*Instructions to follow*: A verbatim reproduction of the lines below, from the line containing "schedule from dimensions" through the line containing "max domain size", both ends included, is the whole required output.

Collected data entries:
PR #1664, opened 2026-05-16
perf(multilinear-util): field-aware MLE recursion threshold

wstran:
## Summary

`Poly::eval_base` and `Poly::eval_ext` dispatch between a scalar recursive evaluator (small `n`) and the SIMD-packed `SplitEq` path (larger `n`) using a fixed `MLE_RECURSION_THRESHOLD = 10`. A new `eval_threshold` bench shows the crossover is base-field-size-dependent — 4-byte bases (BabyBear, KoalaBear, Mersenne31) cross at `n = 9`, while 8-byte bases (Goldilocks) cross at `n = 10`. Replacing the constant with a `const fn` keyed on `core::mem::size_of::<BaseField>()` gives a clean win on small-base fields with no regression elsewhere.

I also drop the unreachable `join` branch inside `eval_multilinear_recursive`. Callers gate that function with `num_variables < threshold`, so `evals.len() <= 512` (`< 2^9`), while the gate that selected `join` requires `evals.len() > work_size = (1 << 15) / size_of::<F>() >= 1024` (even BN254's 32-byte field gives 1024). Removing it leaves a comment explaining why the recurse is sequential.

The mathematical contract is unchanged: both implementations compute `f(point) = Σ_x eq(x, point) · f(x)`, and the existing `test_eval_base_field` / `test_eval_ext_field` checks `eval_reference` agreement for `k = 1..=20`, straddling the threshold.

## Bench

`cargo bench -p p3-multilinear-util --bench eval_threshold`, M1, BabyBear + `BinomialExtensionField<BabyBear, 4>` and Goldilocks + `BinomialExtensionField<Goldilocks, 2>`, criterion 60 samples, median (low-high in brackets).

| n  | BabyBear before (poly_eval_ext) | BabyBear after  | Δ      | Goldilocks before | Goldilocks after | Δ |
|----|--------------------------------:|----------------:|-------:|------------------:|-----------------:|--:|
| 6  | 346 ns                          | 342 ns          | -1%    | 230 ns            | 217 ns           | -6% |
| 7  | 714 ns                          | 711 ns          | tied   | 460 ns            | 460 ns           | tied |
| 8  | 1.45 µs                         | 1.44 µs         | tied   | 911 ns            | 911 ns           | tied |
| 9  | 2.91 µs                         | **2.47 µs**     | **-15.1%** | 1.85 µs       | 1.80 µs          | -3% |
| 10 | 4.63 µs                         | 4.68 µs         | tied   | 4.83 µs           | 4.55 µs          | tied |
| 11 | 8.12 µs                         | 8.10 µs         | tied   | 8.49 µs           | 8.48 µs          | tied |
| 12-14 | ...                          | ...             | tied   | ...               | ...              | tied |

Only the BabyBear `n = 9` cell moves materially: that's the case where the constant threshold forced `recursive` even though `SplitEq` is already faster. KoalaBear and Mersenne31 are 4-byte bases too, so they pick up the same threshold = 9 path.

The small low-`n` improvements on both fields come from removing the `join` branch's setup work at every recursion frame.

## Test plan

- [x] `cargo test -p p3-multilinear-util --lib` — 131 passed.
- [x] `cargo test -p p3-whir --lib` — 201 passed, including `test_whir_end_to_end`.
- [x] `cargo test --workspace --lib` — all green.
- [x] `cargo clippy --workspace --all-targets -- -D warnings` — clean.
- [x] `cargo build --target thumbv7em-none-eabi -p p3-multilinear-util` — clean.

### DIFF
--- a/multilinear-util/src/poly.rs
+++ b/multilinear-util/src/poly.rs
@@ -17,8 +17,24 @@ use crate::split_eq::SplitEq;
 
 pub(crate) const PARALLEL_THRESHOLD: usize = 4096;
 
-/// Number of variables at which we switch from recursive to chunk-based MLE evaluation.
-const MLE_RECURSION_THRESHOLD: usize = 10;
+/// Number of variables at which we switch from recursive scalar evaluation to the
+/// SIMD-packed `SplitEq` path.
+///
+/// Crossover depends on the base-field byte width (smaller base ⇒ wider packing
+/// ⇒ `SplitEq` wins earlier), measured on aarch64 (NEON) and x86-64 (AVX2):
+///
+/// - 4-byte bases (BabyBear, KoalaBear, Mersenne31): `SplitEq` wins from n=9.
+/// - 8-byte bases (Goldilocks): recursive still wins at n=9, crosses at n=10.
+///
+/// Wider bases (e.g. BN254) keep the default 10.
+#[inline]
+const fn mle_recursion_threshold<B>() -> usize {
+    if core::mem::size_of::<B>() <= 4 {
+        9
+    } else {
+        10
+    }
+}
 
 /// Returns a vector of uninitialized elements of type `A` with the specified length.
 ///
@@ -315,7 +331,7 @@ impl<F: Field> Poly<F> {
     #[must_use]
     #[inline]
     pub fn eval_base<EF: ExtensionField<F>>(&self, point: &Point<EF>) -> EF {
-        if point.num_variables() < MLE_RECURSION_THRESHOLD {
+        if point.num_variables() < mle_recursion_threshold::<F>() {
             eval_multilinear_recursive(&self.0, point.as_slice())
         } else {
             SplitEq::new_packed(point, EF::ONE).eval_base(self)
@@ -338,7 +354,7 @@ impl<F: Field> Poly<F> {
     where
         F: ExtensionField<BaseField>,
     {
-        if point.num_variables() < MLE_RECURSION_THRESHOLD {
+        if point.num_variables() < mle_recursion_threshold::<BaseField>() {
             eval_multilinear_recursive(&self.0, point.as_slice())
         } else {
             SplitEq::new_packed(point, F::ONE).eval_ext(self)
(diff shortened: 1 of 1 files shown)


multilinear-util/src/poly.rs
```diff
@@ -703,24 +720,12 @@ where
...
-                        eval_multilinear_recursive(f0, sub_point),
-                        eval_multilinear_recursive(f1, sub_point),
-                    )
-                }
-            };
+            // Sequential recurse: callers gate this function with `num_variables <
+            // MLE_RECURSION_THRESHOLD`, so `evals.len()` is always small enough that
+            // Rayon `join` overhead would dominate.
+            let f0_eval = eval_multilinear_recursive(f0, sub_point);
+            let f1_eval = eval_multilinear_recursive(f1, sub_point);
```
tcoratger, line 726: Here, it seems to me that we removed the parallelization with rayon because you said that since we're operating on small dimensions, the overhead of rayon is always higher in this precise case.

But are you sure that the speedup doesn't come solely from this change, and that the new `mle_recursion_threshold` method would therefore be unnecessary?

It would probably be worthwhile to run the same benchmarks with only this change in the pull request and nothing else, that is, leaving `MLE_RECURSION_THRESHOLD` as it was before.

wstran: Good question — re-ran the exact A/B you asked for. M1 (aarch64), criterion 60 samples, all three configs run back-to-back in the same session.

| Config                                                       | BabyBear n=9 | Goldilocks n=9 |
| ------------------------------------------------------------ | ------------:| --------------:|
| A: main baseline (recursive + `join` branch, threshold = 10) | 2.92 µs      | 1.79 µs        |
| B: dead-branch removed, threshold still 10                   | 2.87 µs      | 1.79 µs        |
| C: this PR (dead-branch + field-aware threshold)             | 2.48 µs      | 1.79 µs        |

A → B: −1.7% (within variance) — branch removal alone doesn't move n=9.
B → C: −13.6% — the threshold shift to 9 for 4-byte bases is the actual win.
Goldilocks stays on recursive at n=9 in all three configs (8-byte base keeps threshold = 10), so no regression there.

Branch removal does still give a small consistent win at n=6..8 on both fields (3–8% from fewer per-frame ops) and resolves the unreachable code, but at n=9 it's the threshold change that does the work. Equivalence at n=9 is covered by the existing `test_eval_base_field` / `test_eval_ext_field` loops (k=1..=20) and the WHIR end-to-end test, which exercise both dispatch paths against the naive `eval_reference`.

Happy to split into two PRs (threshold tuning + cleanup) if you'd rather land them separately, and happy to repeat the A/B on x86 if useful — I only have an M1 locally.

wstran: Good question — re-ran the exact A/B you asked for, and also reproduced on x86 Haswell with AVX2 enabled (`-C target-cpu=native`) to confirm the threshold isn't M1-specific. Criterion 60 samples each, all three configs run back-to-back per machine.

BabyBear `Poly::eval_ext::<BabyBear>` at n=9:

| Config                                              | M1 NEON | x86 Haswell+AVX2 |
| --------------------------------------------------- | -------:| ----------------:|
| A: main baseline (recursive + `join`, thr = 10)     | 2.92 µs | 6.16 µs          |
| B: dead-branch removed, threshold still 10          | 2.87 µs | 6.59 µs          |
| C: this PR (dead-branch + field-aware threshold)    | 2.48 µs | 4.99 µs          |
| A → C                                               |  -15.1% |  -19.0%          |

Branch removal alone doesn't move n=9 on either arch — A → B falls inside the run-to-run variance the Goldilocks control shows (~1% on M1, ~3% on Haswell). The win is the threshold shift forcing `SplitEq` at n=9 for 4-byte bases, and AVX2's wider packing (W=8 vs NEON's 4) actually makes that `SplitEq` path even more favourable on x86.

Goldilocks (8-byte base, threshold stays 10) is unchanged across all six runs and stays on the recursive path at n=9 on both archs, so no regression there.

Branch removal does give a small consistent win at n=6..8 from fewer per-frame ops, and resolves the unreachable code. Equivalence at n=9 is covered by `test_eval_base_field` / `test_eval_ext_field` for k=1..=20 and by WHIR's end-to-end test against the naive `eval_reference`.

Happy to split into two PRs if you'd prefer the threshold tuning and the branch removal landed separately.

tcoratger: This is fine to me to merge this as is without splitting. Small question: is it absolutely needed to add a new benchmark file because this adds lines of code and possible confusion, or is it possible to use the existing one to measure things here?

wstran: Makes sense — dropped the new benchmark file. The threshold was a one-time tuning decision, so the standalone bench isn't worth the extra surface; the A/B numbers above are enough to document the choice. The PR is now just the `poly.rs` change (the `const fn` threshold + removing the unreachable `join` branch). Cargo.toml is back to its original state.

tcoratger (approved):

...

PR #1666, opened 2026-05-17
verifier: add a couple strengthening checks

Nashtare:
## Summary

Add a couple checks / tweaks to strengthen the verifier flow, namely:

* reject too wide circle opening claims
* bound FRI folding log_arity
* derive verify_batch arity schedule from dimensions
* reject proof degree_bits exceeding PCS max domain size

*Task solution*:
* derive verify_batch arity schedule from dimensions
* reject proof degree_bits exceeding PCS max domain size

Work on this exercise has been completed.